Si no tenemos mundo, no podemos hacer gran cosa, ni siquiera la revolución. Cuando se lee a Marx, uno se queda impresionado por lo que dice sobre los humanos. En esta época, la cuestión de la ciencia y del margen geográfico, más la presencia de miles de millones de personas, conforma un escenario crucial. Antes teníamos otros problemas, pero este no.
¿Así que se trata de ser o no ser?
En cada informe científico, las previsiones son peores, el plan más pesimista siempre aparece. Hay que tener en cuenta eso. Son previsiones extremas, pero de momento son las únicas válidas. No se trata de una guerra mundial, sino de una acumulación de guerras mundiales. Es parecido al invierno nuclear de la guerra fría, una situación de cataclismo, pero con algunas ventajas: es más radical, pero más lento, tenemos mucha capacidad de invención, 9.000 millones de personas y muchas mentes inteligentes. Pero también es un reto. Por tanto, es una cuestión de alta política y no de naturaleza. La política viene primero.
¿Tiene la sensación de estar solo?
Lo que era complicado en este libro era crear el vínculo entre ciencia y política, y no puedo decir que haya convencido a mucha gente. Si además se hace el vínculo entre la religión y las artes, es más difícil. Gente como Sloterdijk sería muy capaz de comprenderlo. Sin embargo, muchos intelectuales siguen en el siglo XX. Permanecen en un contexto, en un ideal revolucionario, de decepción. Están decepcionados con los humanos.
¿Cree que los humanos se dejarán ayudar?
Primero hay que ayudar a la Tierra. En el antropoceno ya no se puede hacer la distinción entre los humanos y la Tierra.
¿Y sus estudiantes están listos para la lucha?
En mi escuela soy el único en dar clases sobre cuestiones donde no entra la política en el sentido clásico.
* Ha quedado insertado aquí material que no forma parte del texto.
Issue #359, opened 2024-05-13
[.NET] Support @documentation trait only for plaintext content


texastony:
### Issue
Currently, the Java generated code contains documentation 
from the Smithy Model that is annotated with `@javadoc`.

.NET generated code does not.

Thus, products that use Smithy-Dafny for .NET do not get API documentation,
AND these products are harder to use in .NET.

### Fix

Since `@javadoc` only supports plaintext content,
we can decide that smithy-dafny supports the standard `@documentation` trait
but only if it does not contain any markup.
We can add a validator that produces `WARNING` events
for any `@documentation` traits that contain markup.
Then we can just replace `@javadoc` with `@documentation` in existing models
and deprecate the former.

### Original proposed fix:

Refactor the .NET generation logic to respect  `@javadoc`.

This is related to https://github.com/smithy-lang/smithy-dafny/issues/247,
but does not go as far.

robin-aws:
While it seems very weird to support a trait named `@javadoc` on other languages, I understand the motivation here that existing projects have used `@javadoc` with plaintext content that doesn't use any CommonMark markup, and therefore is fine to use for other languages.

I think instead that smithy-dafny should support `@documentation` but with a validator that asserts that the content of each instance doesn't have any markup, and replace `@javadoc` with `@documentation` in existing models.

texastony:
I am happy with that proposal!!
If #247 is refactored to your proposed scope, 
this issue can be resolved as a duplicate.

texastony:
Alternatively, #247 can be left alone and we could revise this issue to be your proposal.

robin-aws:
Yes let's do that, since it would still be good to fully support `@documentation` with markup in the future.

PR #463, opened 2024-06-27
feat: Support @documentation (for Java initially)

### LINKED ISSUE #427: Add TestModel for @documentation (Documentation)

robin-aws:
*Issue #, if available:*
Resolves #427. Progresses on #359.
 
*Description of changes:*
Adds a validator that any use of `@documentation` on local services does not use any CommonMark markup, and augments the Java code generation to recognize `@documentation` anywhere it currently recognized `@javadoc`.

Also adds a test model for validation and Java for now.


codegen/smithy-dafny-codegen/src/main/resources/META-INF/services/software.amazon.smithy.model.validation.Validator
```diff
@@ -1 +1,2 @@
-software.amazon.polymorph.traits.ReferenceTraitValidator
+software.amazon.polymorph.traits.NoReferencesInSmokeTestsValidator
```
robin-aws, line 1: Leftover fix from https://github.com/smithy-lang/smithy-dafny/pull/355#issuecomment-2105386798

TestModels/Documentation/Model/documentation.smithy
```diff
@@ -0,0 +1,92 @@
...
+  message: String
+}
+
+/// Either kind of thing.
+union SomeKindOfThing {
+  thing: Thing
+  widget: WidgetReference
+}
+
+/// Types of widgets you can get.
```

Hay un curso o dos sobre cuestiones ecológicas. Es culpa mía, no he trabajado lo suficiente como para cambiar las cosas. Llevamos mucho retraso.
El antropólogo iconoclasta
Bruno Latour nació en la Borgoña, donde surgen los vinos más caros del planeta. Su padre era viticultor. De ahí sus peculiares análisis sobre el terruño y la tradición. Cursó Antropología y Sociología. Su formación es tan variopinta como los centros donde ha impartido clase, desde la Escuela de Minas de París hasta la London School of Economics y la cátedra de Historia de Harvard.
Escritor incansable, es autor de una treintena de libros de ensayo, todos los últimos editados por Harvard, por los que circulan la tierra, la sociedad, la guerra, la energía, la ciencia, la tecnología, la modernidad y los medios de comunicación.
Su último proyecto está conectado con el llamado medialab, un espacio donde desarrollar conexiones entre las tecnologías digitales, la sociología y los estudios científicos.